Please note that S/R unit tests for algorithms not yet fixed were removed again to avoid cluttering the tests with pointless, certainly failing test cases. This was done in commit a20f1b4 in PR #6494, making it easy to restore the tests by reverting this commit if needed.

What’s Left to Do …

Since there are still a bunch of unadapted algorithms left, getting HPX’s algorithms to work with S/R is still a work in progress. To track this extensive task, Issue #6535 has been opened on HPX’s GitHub.

Additionally, as the standardization of the senders and receivers model for C++ is still ongoing, it’s important to keep an eye on the evolution of P2300 and to respond to any changes that could impact the usage of S/R in HPX.

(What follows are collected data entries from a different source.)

PR #1950, opened 2018-01-08
User Admin role

astorije:
First and only feature of this is to only display the version checker to admin:

screen shot 2018-01-07 at 23 10 33

Ideally this should instead be in an "Admin" window (coming up next), which I'm going to add to list and manage TL users from the UI.

Also changes wording in CLI outputs, such as:

screen shot 2018-01-07 at 23 18 34

### DIFF
--- a/client/css/style.css
+++ b/client/css/style.css
@@ -240,6 +240,7 @@ kbd {
 #chat .action .from::before,
 #chat .toggle-button::after,
 #version-checker::before,
+#version-checker .admin-only::after,
 .context-menu-item::before,
 #help .website-link::before,
 #help .documentation-link::before,
@@ -1659,9 +1660,18 @@ part/quit messages where we don't load previews (adds a blank line otherwise) */
 	padding-bottom: 6px;
 }
 
+#version-checker .admin-only-container {
+	margin-left: 10px;
+}
+
+#version-checker .admin-only::after {
+	font-size: 1.2em;
+	content: "\f132"; /* http://fontawesome.io/icon/shield/ */
+}
+
 #version-checker::before {
-	margin-left: 6px;
-	margin-right: 12px;
+	margin-left: 5px;
+	margin-right: 10px;
 	font-size: 1.2em;
 }
 
--- a/client/js/socket-events/init.js
+++ b/client/js/socket-events/init.js
@@ -12,6 +12,10 @@ const utils = require("../utils");
 socket.on("init", function(data) {
 	$("#loading-page-message, #connection-error").text("Rendering…");
 
+	// Store information about logged user in state, such as its role (admin or
+	// regular user)
+	$("body").data("current-user", data.currentUser);
+
 	const lastMessageId = utils.lastMessageId;
 	let previousActive = 0;
 
--- a/src/command-line/users/add.js
+++ b/src/command-line/users/add.js
@@ -32,33 +32,48 @@ program
 		log.prompt({
 			text: "Enter password:",
 			silent: true,
-		}, function(err, password) {
+		}, (err, password) => {
 			if (!password) {
 				log.error("Password cannot be empty.");
 				return;
 			}
-			if (!err) {
-				log.prompt({
-					text: "Save logs to disk?",
-					default: "yes",
-				}, function(err2, enableLog) {
-					if (!err2) {
-						add(
-							manager,
-							name,
-							password,
-							enableLog.charAt(0).toLowerCase() === "y"
-						);
-					}
-				});
+
+			if (err) {
+				return;
 			}
+
+			log.prompt({
+				text: "Save logs to disk?",
+				default: "yes",
+			}, (err2, enableLog) => {
+				if (err2) {
+					return;
+				}
+
+				log.prompt({
+					text: "Admin?",
+					default: "no",
+				}, (err3, isAdmin) => {
+					if (err3) {
+						return;
+					}
+
+					add(
+						manager,
+						name,
+						password,
+						isAdmin.charAt(0).toLowerCase() === "y",
+						enableLog.charAt(0).toLowerCase() === "y"
+					);
+				});
+			});
 		});
 	});
 
-function add(manager, name, password, enableLog) {
+function add(manager, name, password, isAdmin, enableLog) {
 	var hash = Helper.password.hash(password);
-	manager.addUser(name, hash, enableLog);
+	manager.addUser(name, hash, isAdmin ? "admin" : "", enableLog);
 
-	log.info(`User ${colors.bold(name)} created.`);
+	log.info(`${isAdmin ? "Admin" : "User"} ${colors.bold(name)} created.`);
 	log.info(`User file located at ${colors.green(Helper.getUserConfigPath(name))}.`);
 }
--- a/src/models/local-user.js
+++ b/src/models/local-user.js
@@ -1,0 +1,12 @@
+"use strict";
+
+module.exports = class LocalUser {
+	constructor(name, role) {
+		this.name = name;
+		this.role = role || "";
+	}
+
+	isAdmin() {
+		return this.role === "admin";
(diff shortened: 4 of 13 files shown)


src/models/local-user.js
```diff
@@ -0,0 +1,12 @@
+"use strict";
+
+module.exports = class LocalUser {
```
astorije: I thought that having a model for TL users was a good idea, but I'm not really sure.
It's useful for things like `isAdmin()` helpers, otherwise they have to live in `client.js` otherwise, already pretty bloated.
If this is a good pattern we want to keep, I can see more and more things using `LocalUser` over time, which will be a subset of `client.js`.
Feedback welcome.

client/js/socket-events/init.js
```diff
@@ -12,6 +12,10 @@ const utils = require("../utils");
 socket.on("init", function(data) {
 	$("#loading-page-message, #connection-error").text("Rendering…");
 
+	// Store information about logged user in state, such as its role (admin or
+	// regular user)
+	$("body").data("current-user", data.currentUser);
```
xPaw: `document.body` damn it.

src/command-line/users/add.js
```diff
@@ -32,33 +32,48 @@ program
...
 	});
 
-function add(manager, name, password, enableLog) {
+function add(manager, name, password, isAdmin, enableLog) {
 	var hash = Helper.password.hash(password);
-	manager.addUser(name, hash, enableLog);
+	manager.addUser(name, hash, isAdmin ? "admin" : "", enableLog);
 
-	log.info(`User ${colors.bold(name)} created.`);
+	log.info(`${isAdmin ? "Admin" : "User"} ${colors.bold(name)} created.`);
```
YaManicKill: There are a few times we get this, could we just use the role from the user object?

src/models/local-user.js
astorije: @xPaw, what's your take on this?

client/js/socket-events/init.js
astorije: > document.body damn it.

Goddamn, why do I always do that?! Fixing.

astorije: > Should we wrap the data.currentUser in our local-user object you've just created for the server.

I didn't want to commit too much into this `LocalUser` solution just yet, in case we actually don't want it. I just timidly brought the idea, and if we do that, I'm happy to use it more.

That said, this is tricky: it is actually sent as a `LocalUser` from the server. I'm guessing when it goes through the socket, it's converted to JSON or something. I'm not against re-wrapping it in a `LocalUser` once it hits the client, but that requires some sharing of models code between server and client.
At the moment, we just don't do that (I know you mentioned that in an earlier discussion). I agree, but if we want to do it cleanly (i.e. having a shared location, library-like or something), that requires some refactoring, or we'll end up having some `require("../src/[...]")` on the client, which would just add to the `require("../client/[...]")` 💩  we have on the server 😁 

So in short, totally in favor, but we need to be smart. Maybe for a future PR? I don't know, no strong opinion, I just don't want this PR to solve many issues, be hard to review, rebase, etc.

client/css/style.css
```diff
@@ -1659,9 +1660,18 @@ part/quit messages where we don't load previews (adds a blank line otherwise) */
...
+
+#version-checker .admin-only::after {
+	font-size: 1.2em;
+	content: "\f132"; /* http://fontawesome.io/icon/shield/ */
+}
+
 #version-checker::before {
-	margin-left: 6px;
-	margin-right: 12px;
+	margin-left: 5px;
```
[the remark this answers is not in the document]
astorije: Ah, yes, if I remember correctly, the block padding was in multiples of 5 (5px and 10px) which actually looked obvious with the shield icon (but less so with the check icon), so just cleaning things up.

src/command-line/users/add.js
```diff
@@ -32,33 +32,48 @@ program
...
-			if (!err) {
+
+			if (err) {
+				return;
+			}
+
+			log.prompt({
+				text: "Save logs to disk?",
+				default: "yes",
+			}, (err2, enableLog) => {
```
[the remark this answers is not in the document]
astorije: Funny, I actually tried to refactor to promises in this PR, but since we need all intermediary results in the last promise, we need to... nest the promises lol. It's actually common to nest promises when you need intermediary results, so people get frustrated because they think it kills the point of promises that are meant to remove callback hell, [which isn't the point](https://blog.domenic.me/youre-missing-the-point-of-promises/) 😁

So yeah, I ended up with nested promises, and I figured it wasn't worth the effort in this particular PR.

src/command-line/users/add.js
astorije: If we go for the `LocalUser` route, we can surely add helpers in there for that. But since that'd require upper-casing the first letter in some cases, and not in others, we'd have to do  `user.friendlyRole({capitalize: true})` or something silly like that.
If not, we can still do that, but that adds a silly helper to `client.js` so meh :man_shrugging:

src/models/local-user.js
```diff
@@ -0,0 +1,12 @@
...
+	constructor(name, role) {
```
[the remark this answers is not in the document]
astorije: I was thinking about that, but the reason why I didn't is because there is a chain of things that could cause undetected harm: config contains passwords, and then user gets sent as it through the socket in the server code.
So yeah, we'd be ignoring it in the constructor, and we can even blacklist in the server code, but I can see how one day we might end up sending something to the client that shouldn't be sent to the client, and that would be horrific.

That being said, I'm just telling what I was thinking when doing that, I'm not against improving this, again, this was very early thought and I didn't want to invest time if it was getting trashed, but I'm completely happy testing stuff to reduce the future pain without making security bugs easy to make.

client/js/socket-events/init.js
YaManicKill: > I didn't want to commit too much into this LocalUser solution just yet, in case we actually don't want it. 

Yeah, that's fair. But I think we are probably going to go with it.

> or we'll end up having some require("../src/[...]") on the client

I agree it's less than ideal, but surely there's nothing wrong with just going for this in this PR, it'll be really easy to do for you just now, and then we can have another PR to refactor the common code into a different directory or another way of doing it.  I just see that we are doing the same thing in the client as we do in the localuser (to tell if the user is admin or not) and it would be nice if we were to start off without that.

src/command-line/users/add.js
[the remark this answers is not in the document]
YaManicKill: `Promise.all` would solve your problem there. But sure, not in this PR.

src/models/local-user.js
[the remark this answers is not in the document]
YaManicKill: > I was thinking about that, but the reason why I didn't is because there is a chain of things that could cause undetected harm

Right, sure, but we are currently just getting the stuff out of the config before this constructur, yeah. Surely it would be just as easy to do that in here. I am definitely not suggesting storing the entire config in the user (that would be bad) but the constructor takes in the config, we destructure out what we want from the config, and then we store *only those bits*. It's essentially what we are doing now, but it seems clearner to me (otherwise we will end up with this having many, many things in the constructor).

We still have to explicitly take bits out of the config, so there isn't a risk to accidentally adding something that we don't want to. Does that make sense?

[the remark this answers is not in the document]
astorije: Yeah it does, and I think I have reached to the same conclusion by the time I finished my previous message :)
I still have small concerns, but I'll play with this and see if actually doing this address them, which is rather likely. I'll change, commit, and we'll probably decide that it's fine.

astorije:
Sooo I still want this, but there are a bunch of conflicts, and other priorities for now. I'll close this PR / delete the branch to make way for the Vue transition, but I'll get back to this after we introduced Vue. Sorry and stay tuned!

However, staying up-to-date on the standardization efforts should not be limited to S/R and P2300 only, but other proposals that focus specifically on the integration of C++’s algorithms library with S/R, such as P2500 “C++ parallel algorithms and P2300” or P3300 “C++ Asynchronous Parallel Algorithms”, should be watched as well.

Finally, while working on adapting the algorithms, some problems that are not directly related to this project and should be tackled in the future, arose. They are documented in the following GitHub issues:

Acknowledgements

Many thanks to Hartmut Kaiser, Isidoros Tsaousis-Seiras and Panos Syskakis for their valuable support throughout this project, and for making our weekly meetings both fun and productive!

I’d also like to thank Google and the GSoC program admins for making this summer’s great experience possible.